La comptabilité analytique permet de découper les coûts et recettes d'une entreprise par activités, afin de lui permettre de mieux
cerner ses forces et faiblesses.
En pratique, on fixe aussi des indicateurs aux différents secteurs de l'entreprise et des objectifs à atteindre pour ceux-ci.
Ainsi, les services cliniques d'un hôpital se voient assigner des objectifs en termes d'occupation des lits, par exemple 95 % de lits occupés.
Les gestionnaires de salles de réunion ont des objectifs similaires d'occupation des salles.
Ainsi le directeur de l'hôpital a l'impression de ne pas dépenser de l'argent en maintenance ou en nettoyage pour des salles ou des lits inoccupés.
La comptabilité analytique est la déclinaison interne de l'idéologie de la main invisible du marché. C'est le rêve que l'on peut mieux fonctionner ensemble en poursuivant des objectifs
différents. En réalité, on peut tout à fait appliquer le dilemme du prisonnier de Nash : les stratégies non coopératives sont toujours sous-efficaces.
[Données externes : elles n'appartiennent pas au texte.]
PR #4785, opened 2023-05-25
wait for cache sync

vincentgoat:
**What type of PR is this?**
/kind bug

informerPair.Informer.HasSynced() is false in the cloudcore rebooting stage, the object (especially crd) not found error will occur, and then the function `manageObject` in the syncController will delete the edge object incorrectly.

Fixes #

```release-note

```


wackxu (approved):
good catch, we should cherry-pick it to the 1.13
/lgtm

Issue #4766, opened 2023-05-12
Is there any planned support for Kubernetes 1.24 or 1.25 in the near future?


lszxyz:

Shelley-BaoYue:
Yes, we plan to support for Kubernetes 1.24 in the upcoming version. Pr: #4789  It is still in the final debugging phase.

yjqg6666:
The most recent supported version is 1.23 [which is EOL at 2023-02-28](https://kubernetes.io/releases/patch-releases/#non-active-branch-history).

yjqg6666:
Any release schedule for the new version coming?

PR #4789, opened 2023-05-26
Bump k8s  to1.24

Shelley-BaoYue:
**What type of PR is this?**

/kind feature

bump Kubernetes dependence version to 1.24

#4766


yjqg6666:
Can we run kubeedge on k8s 1.24 if merged your branch into the current master and do a self-building ?

Shelley-BaoYue:
> Can we run kubeedge on k8s 1.24 if merged your branch into the current master and do a self-building ?

It should work. Feel free to communicate here if you meet any questions.

yjqg6666:
> It should work. Feel free to communicate here if you meet any questions.
Cool, thanks.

Ainsi, il devient impossible de trouver une salle de réunion au pied levé. Cela diminue grandement la réactivité des services utilisateurs, obligés de programmer leur activité des mois à
l'avance.
De même, les services d'urgence se trouvent incapables de trouver des lits d'aval pour les patients qui nécessitent une hospitalisation. Parfois, ils sont obligés de les renvoyer chez eux.
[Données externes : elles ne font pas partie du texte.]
Issue #4763, opened 2023-05-10
[OSPP] Migration Solution for Edge Devices among Multi-nodes based on KubeEdge Device Management Interface(DMI)


RyanZhaoXB:
### project name:

Migration Solution for Edge Devices among Multi-nodes based on KubeEdge Device Management Interface(DMI)

### project description:

KubeEdge provides cloud-native lifecycle management for edge smart devices. In the existing KubeEdge DMI framework, each edge device is bound to a specified edge node. When the edge node is faulty, the edge device is disconnected from KubeEdge. This project plans to propose a multi-node edge device migration solution based on KubeEdge DMI framework. A single device can be specified to a group of edge nodes for delivery, and one of the edge nodes is selected for connection. When the connected edge node is faulty, the edge device automatically connects to other edge nodes in the group.

### Problems to be Solved:

In the current device management solution of KubeEdge, edge devices are bound to edge nodes one by one. When creating edge devices, you need to specify edge nodes for successful delivery. Once an edge node is faulty and offline, the edge device also goes offline. Therefore, it is difficult to implement HA access for edge devices.

### Application Scenario:

This topic focuses on the scenario where devices and nodes are not directly connected by cables. If devices are directly connected by cables, manual operation is required during switchover, in which scenario, automatic switchover is meaningless. In this topic, there are two types of indirect connection scenarios:

1. Use wireless access protocols, such as Bluetooth or Wi-Fi.
2. A wired LAN access protocol is used. For example, devices and nodes are connected to routers and are selected based on IP addresses. A practical scenario, for example, is network cameras management.

### Skill Requirements:

Linux, Golang, Kubernetes

##### Main Target

Manage edge devices like pods.

![设备迁移](https://github.com/kubeedge/kubeedge/assets/100741994/6e34ad1f-5351-4280-8b4f-05280077433a)

##### Specify multiple nodes to deliver edge devices.

* [Basic requirement] Update the Device CRD and DeviceController modules in CloudCore so that users can specify one or a group of edge nodes for deliver  edge devices.

* [Advanced requirement] A group of edge nodes can be specified in more ways than a simple list. For example, node group predicates mechanism is implemented by using node affinity and taint.

##### Multiple Edge Device Selection Policies

[...]

PR #4803, opened 2023-05-30
device node selector

cl2017:
**What type of PR is this?**
/kind feature

Before, we use device.Spec.NodeSelector.NodeSelectorTerms[0].MatchExpressions[0].Values[0] to bind node, this way is equivocating, because it not really implement 'NodeSelector' feature just like k8s. This is an issue left over from history.

This PR added device.Spec.NodeName to mean this device onto what node, and compatible with previous usage.

Fixes https://github.com/kubeedge/kubeedge/issues/4868

```release-note

```

### DIFF
--- a/cloud/pkg/devicecontroller/controller/downstream.go
+++ b/cloud/pkg/devicecontroller/controller/downstream.go
@@ -149,16 +149,16 @@ func (dc *DownstreamController) syncDevice() {
 
 // addToConfigMap adds device in the configmap
 func (dc *DownstreamController) addToConfigMap(device *v1alpha2.Device) {
-	configMap, ok := dc.configMapManager.ConfigMap.Load(device.Spec.NodeSelector.NodeSelectorTerms[0].MatchExpressions[0].Values[0])
+	configMap, ok := dc.configMapManager.ConfigMap.Load(getDeviceNode(device))
 	if !ok {
 		nodeConfigMap := &v1.ConfigMap{}
-		nodeConfigMap.Name = constants.DeviceProfileConfigPrefix + device.Spec.NodeSelector.NodeSelectorTerms[0].MatchExpressions[0].Values[0]
+		nodeConfigMap.Name = constants.DeviceProfileConfigPrefix + getDeviceNode(device)
 		nodeConfigMap.Namespace = device.Namespace
 		nodeConfigMap.Data = make(map[string]string)
 		// TODO: how to handle 2 device of multiple namespaces bind to same node ?
 		dc.addDeviceProfile(device, nodeConfigMap)
 		// store new config map
-		dc.configMapManager.ConfigMap.Store(device.Spec.NodeSelector.NodeSelectorTerms[0].MatchExpressions[0].Values[0], nodeConfigMap)
+		dc.configMapManager.ConfigMap.Store(getDeviceNode(device), nodeConfigMap)
 
 		if _, err := dc.kubeClient.CoreV1().ConfigMaps(device.Namespace).Get(context.Background(), nodeConfigMap.Name, metav1.GetOptions{}); err != nil {
 			if apierrors.IsNotFound(err) {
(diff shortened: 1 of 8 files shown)


pkg/apis/devices/v1alpha2/device_instance_types.go
```diff
@@ -42,6 +42,11 @@ type DeviceSpec struct {
 	// Refer to k8s.io/kubernetes/pkg/apis/core NodeSelector for more details
 	// +optional
 	NodeSelector *v1.NodeSelector `json:"nodeSelector,omitempty"`
+	// NodeName is a request to schedule this device onto a specific node. If it is non-empty,
+	// the scheduler simply schedules this device onto that node, assuming that it fits
+	// resource requirements.
+	// +optional
+	NodeName string `json:"nodeName,omitempty"`
```
RyanZhaoXB, line 49: I think we need 2 `NodeName`. One is in the field of `Spec` and it means users specify the node for device deployment, which could be allowed to be empty. The other one is in the field of `Status` and it means the device is scheduled to the node which could not be empty.

RyanZhaoXB, line 49: I think we need 2 `NodeName`. One is in the field of `Spec` and it means users specify the node for device deployment, which could be allowed to be empty. The other one is in the field of `Status` and it means the device is scheduled to the node which could not be empty.

cloud/pkg/devicecontroller/controller/downstream.go
```diff
@@ -831,6 +831,22 @@ func deleteDeviceModelAndVisitors(deviceModel *v1alpha2.DeviceModel, deviceProfi
...
 }
 
+// getDeviceNode get the Node bound to this device
+func getDeviceNode(device *v1alpha2.Device) string {
+	nodeID := device.Spec.NodeName
+	if len(nodeID) == 0 {
+		// The useage of device.Spec.NodeSelector.NodeSelectorTerms[0].MatchExpressions[0].Values[0] is an issue left over from history.
+		// It not really implement 'NodeSelector' feature just like k8s, this problem mentioned at https://github.com/kubeedge/kubeedge/issues/4763
+
+		// TODO: implement NodeSelector feature. When complete, device.Spec.NodeName field means this device onto what node, and device.Spec.NodeSelector.NodeSelectorTerms[0].MatchExpressions[0].Values[0] can be deleted at here.
```
RyanZhaoXB, line 841: we can delete the field of `NodeSelector` directly and it will be proposed in https://github.com/kubeedge/kubeedge/issues/4763

RyanZhaoXB:
need to fix the CI.
```
hack/../build/crds is out of date. Please run hack/generate-crds.sh
```

pkg/apis/devices/v1alpha2/device_instance_types.go
cl2017: Yes, NodeName in Status will done at https://github.com/kubeedge/kubeedge/pull/4845, can we finish spec.nodeName here first?

cloud/pkg/devicecontroller/controller/downstream.go
cl2017: Delete it directly may cause compatibility issues, and I prefer to do this after #4763 completed, what do you think?

cl2017:
> need to fix the CI.
> 
> ```
> hack/../build/crds is out of date. Please run hack/generate-crds.sh
> ```

ok, done

cloud/pkg/devicecontroller/controller/downstream.go
fisherxu: +1, must keep compatible with prefer version.

pkg/apis/devices/v1alpha2/device_instance_types.go
fisherxu: Sounds good.

cloud/pkg/devicecontroller/controller/downstream.go
```diff
@@ -367,12 +367,12 @@ func addDeviceInstanceAndProtocol(device *v1alpha2.Device, deviceProfile *types.
 // deviceAdded creates a device, adds in deviceManagers map, send a message to edge node if node selector is present.
 func (dc *DownstreamController) deviceAdded(device *v1alpha2.Device) {
 	dc.deviceManager.Device.Store(device.Name, device)
-	if len(device.Spec.NodeSelector.NodeSelectorTerms) != 0 && len(device.Spec.NodeSelector.NodeSelectorTerms[0].MatchExpressions) != 0 && len(device.Spec.NodeSelector.NodeSelectorTerms[0].MatchExpressions[0].Values) != 0 {
+	if nodeID := getDeviceNode(device); len(nodeID) != 0 {
```
fisherxu, line 370: Let's use `nodeName` instead of `nodeID` in all of this PR,  `nodeID` may be confused with `node UUID`

cl2017: ok, done

cl2017:
> LGTM, and we need to add e2e test for `NodeName` in this PR, and the `NodeSelector` test cases can be refactored later :)

I've modified the device e2e test, using nodeName instead of nodeSelector directly, because it looks more accurate, is that ok?

PR #4807, opened 2023-06-01
fix helm default values

WillardHu:
**What type of PR is this?**

/kind bug

1. Upgrade cloudcore default image tag to "v1.13.0" (controllermanager and iptables-manager no "v1.13.0" tag in dockerhub).
2. If the property `cloudCore.hostNetWork` is a string value,  The expression `{{- if and (eq .Values.cloudCore.service.type "NodePort") ( not .Values.cloudCore.hostNetWork) }}` is always `false` in service_cloudcore.yaml, this means service will not be a NodePort type.
3. Set all enable fields to bool type.

Fixes #

```release-note

```

### DIFF
--- a/manifests/charts/cloudcore/values.yaml
+++ b/manifests/charts/cloudcore/values.yaml
@@ -1,14 +1,14 @@
 # Default values for kubeedge.
 # This is a YAML-formatted file.
 # Declare variables to be passed into your templates.
-appVersion: "1.12.0"
+appVersion: "1.13.0"
 
 cloudCore:
   replicaCount: 1
-  hostNetWork: "true"
+  hostNetWork: true
   image:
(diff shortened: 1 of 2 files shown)


zhu733756:
> /assign @zhu733756

Yes

thanks for fixing
/lgtm

zhu733756:
> > /assign @zhu733756
> 
> Yes
> 
> thanks for fixing /lgtm

Pls also check version.yaml

WillardHu:
> > > /assign @zhu733756
> > 
> > 
> > Yes
> > thanks for fixing /lgtm
> 
> Pls also check version.yaml

Done, thanks

fisherxu (commented):
/approve

PR #4813, opened 2023-06-06
[bugfix] add the right to deleting configmaps in rbac of cloudcore to support device-profile

### LINKED ISSUE #4812: fail to delete configmap of device-profile when deleting all the devices
**What happened**:
When all the devices in KubeEdge have been deleted, the configmap of device-profile still existed and it still kept the information of one device. Check the log of  cloudcore and it shows:
cloudcore-log

the configmap of device-profile is deleted correctly

create a device in KubeEdge and then delete it.

configmaps "device-profile-config-xxldev1" is forbidden: User "system:serviceaccount:kubeedge:cloudcore" cannot delete resource "configmaps" in API group "" in the namespace "kubeedge"

It seems that we should config the rbac of cloudcore and give it the right to delete configmap in https://github.com/kubeedge/kubeedge/blob/0fc4c4d125b6a84a6982028bc581d71fcf7f9123/manifests/charts/cloudcore/templates/rbac_cloudcore.yaml#L20

RyanZhaoXB:
add the right to deleting configmaps in rbac of cloudcore to support devicecontroller to delete configmaps of device-profile

**What type of PR is this?**

/kind bug

Fixes #4812

### DIFF
--- a/build/cloud/03-clusterrole.yaml
+++ b/build/cloud/03-clusterrole.yaml
@@ -16,7 +16,7 @@ rules:
   resources: ["nodes", "nodes/status", "pods/status"]
   verbs: ["patch"]
 - apiGroups: [""]
-  resources: ["pods"]
+  resources: ["pods", "configmaps"]
   verbs: ["delete"]
 - apiGroups: ["coordination.k8s.io"]
   resources: ["leases"]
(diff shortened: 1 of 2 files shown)


kevin-wangzefeng:
/lgtm
/approve
Thanks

Tout cela pour rien. Les contrats d'entretien coûtent exactement le même prix que l'on occupe ou pas les lits. Plus : les contrats d'entretien ne sont pas toujours fonction du nombre de lits.
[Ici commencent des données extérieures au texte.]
PR #4814, opened 2023-06-06
 fix mqtt container exited: save mqtt meta in sqlite

### LINKED ISSUE #4783: /bin will be deleted when use cri runtime
**What happened**:
when use keadm join with cri runtime(eg isulad)，/bin will be deleted  after seconds edgcore started. @Shelley-BaoYue  @RyanZhaoXB @vincentgoat 

/bin or other system dir will not be deleted

install isulad, and join with
```shell
keadm join xxx --runtimetype remot --remote-runtime-endpoint unix:///var/run/isulad.sock
```
after some time, /bin will be deleted

we have checked out this issue with bpftrace.
And have some idead in [keadm-mqtt-bug.md](https://github.com/xingleigao/kubeedge/blob/keadm-mqtt-bug/docs/proposals/keadm-mqtt-bug.md)

**Environment**:
- Kubernetes version (use `kubectl version`): any
- KubeEdge version(e.g. `cloudcore --version` and `edgecore --version`): >=v1.9.5

  - OS (e.g. `cat /etc/os-release`): centos 7

  </details>

  - edgecore version (e.g. `edgecore --version`): >=v1.9.5
  - OS (e.g. `cat /etc/os-release`):centos 7

  </details>

Shelley-BaoYue:
**What type of PR is this?**

/kind bug

A temporary solution to solve the exited mqtt container when edgecore start. 

Problem identification: when using cri runtime, mqtt container started by kubelet cri function. When edgecore start, edged(lite-kubelet) list-watch all pods in clusters which do not contains mqtt pod, therefore kubelet will remove mqtt container.

Solution: Save mqtt pod data in sqlite before edged start. 

_**Note： This is only a temporary solution. In the next version, we hope to support static pod to solve this problem.**_

Fixes #4783


common/constants/default.go
```diff
@@ -166,4 +166,6 @@ const (
 
 	EdgeNodeRoleKey   = "node-role.kubernetes.io/edge"
 	EdgeNodeRoleValue = ""
+
+	DeafultMosquittoContianerName = "mqtt-kubeedge"
```
fisherxu, line 170:
```suggestion
	DeafultMosquittoContainerName = "mqtt-kubeedge"
```

fisherxu: Seems haven't used ?

pkg/apis/componentconfig/edgecore/v1alpha2/types.go
```diff
@@ -920,6 +920,9 @@ type EventBus struct {
 	// skip checking other EventBus configs.
 	// default true
 	Enable bool `json:"enable"`
+	// Enable indicates whether start mqtt container when edgecore start
+	// default true
+	EnableMqttContainer bool `json:"enableMqttContainer"`
```
fisherxu, line 925: As a workaround solution, it's not needed to add new api field, can we assume that if evetbus module is enabled and mode is `external`, then we  need to save the `mqtt container`, and start it.

common/constants/default.go
Shelley-BaoYue: > Seems haven't used ?

message resource and name used it, for example:
image

pkg/apis/componentconfig/edgecore/v1alpha2/types.go
Shelley-BaoYue: > As a workaround solution, it's not needed to add new api field, can we assume that if evetbus module is enabled and mode is `external`, then we need to save the `mqtt container`, and start it.

I hope the --with-mqtt config in keadm can take effect, maybe I can set mode=internal when --with-mqtt=false?

fisherxu: There're two scenarios users deploy edgecore:

1. Users don't use keadm to deploy edgecore, when they enable `eventbus`, they will deploy the mqtt by self
2. Users use keadm to deploy edgecore, when they set --with-mqtt=true, we need to deploy mqtt, or no need to deploy

If we can set a environment value in edgecore, like `WITH-MQTT`, default set as false, edgecore will not deploy mqtt, if uses use keadm to deploy, and set --with-mqtt=true, set the `WITH-MQTT` to true, and deploy mqtt with edgecore.

common/constants/default.go
fisherxu: OK, so please just the typo

pkg/apis/componentconfig/edgecore/v1alpha2/types.go
Shelley-BaoYue: > There're two scenarios users deploy edgecore:
> 
> 1. Users don't use keadm to deploy edgecore, when they enable `eventbus`, they will deploy the mqtt by self
> 2. Users use keadm to deploy edgecore, when they set --with-mqtt=true, we need to deploy mqtt, or no need to deploy
> 
> If we can set a environment value in edgecore, like `WITH-MQTT`, default set as false, edgecore will not deploy mqtt, if uses use keadm to deploy, and set --with-mqtt=true, set the `WITH-MQTT` to true, and deploy mqtt with edgecore.

Fixed. PTAL  @fisherxu  

image

fisherxu (commented):
/lgtm
/approve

Ainsi en supposant que le coût de l'entretien par lit soit (chiffre au hasard) de 5 euros par lit pour 100 lits, vous avez une facture de 500 euros. Si s'avisant que 90% seulement des lits sont
occupés, le directeur décide de fermer 10 lits. Le contractant continue de facturer 500 euros. Seul résultat : le coût par lit passe à 5,56 euros. Le directeur pourrait même se faire taper sur
les doigts pour avoir vu augmenter ses coûts d'entretien.